Zdjęcia jak żywe
Na coś takiego czekaliśmy!
Pamiętacie jak zdjęcia z Harrego Pottera żyły własnym życiem, a postaci na nich uwiecznione nie chciały grzecznie pozostać na miejscu, tylko niesfornie poruszały się po całym zdjęciu, machając przyjaźnie do patrzących? Już wkrótce i nasze fotografie ożyją, a wydrukowanie GIF-a stanie się możliwe.
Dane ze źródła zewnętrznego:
PR #4792, opened 2017-10-28
fix: Use wanted package repository URL and homepage from npm

### LINKED ISSUE #4650: yarn outdated does not show URLs

Bug

Running "yarn outdated" displays a lists of dependencies with no URLs

Not sure, yarn is installed with "brew install yarn", version is v1.1.0. Same v1.1.0 version on another machine works fine.

URLs would be visible.

macOS 10.13, Node.js v6.11., Yarn: v1.1.0

raido:
**Summary**

Fixes #4650.

Problem is that Verdaccio (and probably Sinopia2) both are affected as they do not return "repository" nor "homepage" in top level data structure.

**Test plan**

Added new test cases. Also, manually tested with and without https://github.com/verdaccio/verdaccio as registry.

### DIFF
--- a/__tests__/registries/npm-registry.js
+++ b/__tests__/registries/npm-registry.js
@@ -349,3 +349,127 @@ describe('getPossibleConfigLocations', () => {
     );
   });
 });
+
+describe('checkOutdated functional test', () => {
+  const mockConfig = {
+    resolveConstraints(): string {
+      return '2.0.0';
+    },
+  };
+
+  test('homepage URL from top level', async () => {
+    const testCwd = '.';
+    const {mockRequestManager, mockRegistries, mockReporter} = createMocks();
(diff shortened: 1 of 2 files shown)


BYK:
This looks like a good solution to me but I'd love to get @rally25rs' approval before merging.

Thanks a lot for the PR!

rally25rs:
Seems reasonable to me. Should be fall-back to the top-level config if it doesn't exist in the `versions`? Also, is there a way we can unit test this?

raido:
As I see overall the solution is approved, I’ll look into unit testing this.

Maybe another way around that it falls back to information in “versions” if not available in top level. This way it would return latest information usually and if required uses from “versions” which may be out of date if package X is far behind in a project and range does not allow major version upgrades.

raido:
@BYK I added unit test coverage + fallback logic, not sure if the best way to mock config for npm-resolver but it works.

PR #4798, opened 2017-10-29
Offline Install Fails due to Mismatch Between Github and Registry Version

### LINKED ISSUE #4710: Yarn Offline Install with GitHub Hash Fails
This is a bug.

I have a simple package.json with the following dependency:
```
"dependencies": {
    "mapbox-gl": "^0.22.0"
}
```
mapbox-gl in turn has the following problematic dependencies:
```
"dependencies": {
   [...]
    "mapbox-gl-shaders": "mapbox/mapbox-gl-shaders#de2ab007455aa2587c552694c68583f94c9f2747",
    "mapbox-gl-style-spec": "mapbox/mapbox-gl-style-spec#83b1a3e5837d785af582efd5ed1a212f2df6a4ae", 
}
```
With the usual offline .yarnrc:
```
yarn-offline-mirror "./offline-cache"
yarn-offline-mirror-pruning true
```

Then I run:
```
$ yarn install # works fine
$ rm -r node_modules
$ yarn install --offline
[1/4] Resolving packages...
error Can't make a request in offline mode ("https://github.com/mapbox/mapbox-gl-shaders")
```

I expect the offline-cache to contain two tgz archives containing the internal github packages. Instead I get the two hashes (de2ab007455aa2587c552694c68583f94c9f2747 & 83b1a3e5837d785af582efd5ed1a212f2df6a4ae) in the folder and `yarn install --offline` fails to find either package. I can manually change these hashes to tgz files and the yarn.lock with explicit version numbers to get it to work but this is far from ideal because it will reset when I add/remove/update a package.

Tried on Windows 7 / Debian, yarn v1.2.1, node v6.11.2

**Extra details**
Unlike #4266 and #4324, this problem disappears in later version where scoped packages are used (e.g. mapbox-gl: "^0.41.0"), but I need this earlier version of the project because of a parent dependency (plotly.js) requires it.

nwestbury:
**Summary**

Fixes #4710.

Some packages when requesting github hash versions of packages, have the 'github:' prefix whereas the package.json does not (e.g. mapbox/mapbox-gl-shaders in [mapbox-gl registry](https://registry.yarnpkg.com/mapbox-gl) vs [mapbox-gl package.json](https://raw.githubusercontent.com/mapbox/mapbox-gl-js/v0.22.1/package.json)). This mismatch in version causes it not to be found in the cache in offline mode.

Przenośne drukarki, które możemy podłączyć do telefonu i aparatu czy popularne ostatnio Polaroidy to nic w porównaniu z LifePrint, która sprawi, że zdjęcia nabiorą dynamiki. I nie potrzebuje do tego magii! Ta minidrukarka doda do twoich fotek rzeczywistość rozszerzoną, dzięki czemu ożyją na twoich oczach. Dzięki Bluetooth, możesz się połączyć z drukarką przez swojego smartfona. Zdjęcie może być od razu wydrukowane na samoprzylepnym papierze ZINK, które podobnie jak papier z Polaroidów, korzysta z technologii termicznej, nie tuszu. To sprawia, że LifePrint jest szybkie, ale papier ZINK ma też jeszcze jednego asa w rękawie: rzeczywistość rozszerzoną. Poprzez aplikację do zdjęcia można dodać filmik, GIF-a, a nawet filtr ze Snapchata! Wszystko odbywa się poprzez dedykowaną aplikację. Wystarczy, że skierujesz obiektyw telefonu na wydrukowane zdjęcie, a oprogramowanie LifePrint od razu uruchomi dodatkową zawartość. W ten sposób możemy przechowywać wspomnienia w zupełnie nowy sposób i mieć pewność, że filmiki z wakacji czy nagrane podczas specjalnych okazji nie zagubią się z czasem.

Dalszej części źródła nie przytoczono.